Scientific Theories vs. Hypotheses

Definitions and Differences

Understanding the distinction between scientific theories and hypotheses is crucial in biology:

• Hypothesis: Addresses specific questions and is typically a proposed explanation for a narrow phenomenon. It is testable and can be supported or refuted by experiments.

• Theory: A broad explanation for a wide range of phenomena, supported by a large body of evidence collected by many researchers over time. Theories integrate and generalize many hypotheses and experimental results.

Example: The Chromosomal Theory of Inheritance states that chromosomes carry genetic material that is inherited through gametes during meiosis. This theory is supported by extensive experimental evidence.

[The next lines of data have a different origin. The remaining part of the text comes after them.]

Issue #847, opened 2026-08-12
`metadata_mismatch` rule fails on scoped npm packages (path uses `@scope-name`, rule looks for `@scope/name`)


superbiche:
## Summary

On every scoped npm package, the `metadata_mismatch` rule errors out with an
`ENOENT` on a path built from the sanitized directory name. The scan still
returns exit 0 and `no_risks_detected`, so the failure is silent unless you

Case Study: Scientific Method in Action – Garden Spiders

Observation and Hypothesis Formation

Biologists observed that yellow garden spiders (Argiope aurantia) create distinctive writing-like patterns in their webs. This behavior appears costly, prompting the question: What is the benefit of this web writing?

• Observation: Garden spiders add writing patterns to their webs.

• Question: What are the benefits of writing in the webs?

• Hypothesis: Webs with more writing are more visible and thus experience fewer bird collisions, which would otherwise destroy the webs.

Experimental Design

1. Null Hypothesis: Bird collisions will not be affected by the amount of writing in the web.

2. Independent Variable: Amount of writing in the web.

3. Dependent Variable: Number of bird collisions (or length of time before a bird collision).

4. Control Group: Webs without added writing.

5. Treatment Groups: Webs with thin or thick added writing.

6. Prediction: If the hypothesis is correct, webs with more writing will remain intact longer due to fewer bird collisions.

7. Data Collection: Measure the number of bird collisions or the time webs remain intact.

8. Analysis: Use bar charts or line charts to visualize the results.

Correlation vs. Causation

Understanding Relationships Between Variables

It is important to distinguish between correlation (a relationship between two variables) and causation (one variable directly affects another). Not all correlations imply causation.

• Example of Correlation: A graph showing per capita cheese consumption and the number of people who died by becoming tangled in their bedsheets may show a similar trend, but this does not mean cheese consumption causes these deaths.

• Testing for Causation: Requires controlled experiments to determine if changes in one variable directly cause changes in another.

Summary Table: Scientific Method Steps

Key Takeaways

• The scientific method is a structured approach to investigating biological questions.

• Hypotheses are specific, testable statements; theories are broad explanations supported by extensive evidence.

• Controlled experiments are essential for testing causation.

• Understanding the difference between correlation and causation is critical in scientific research.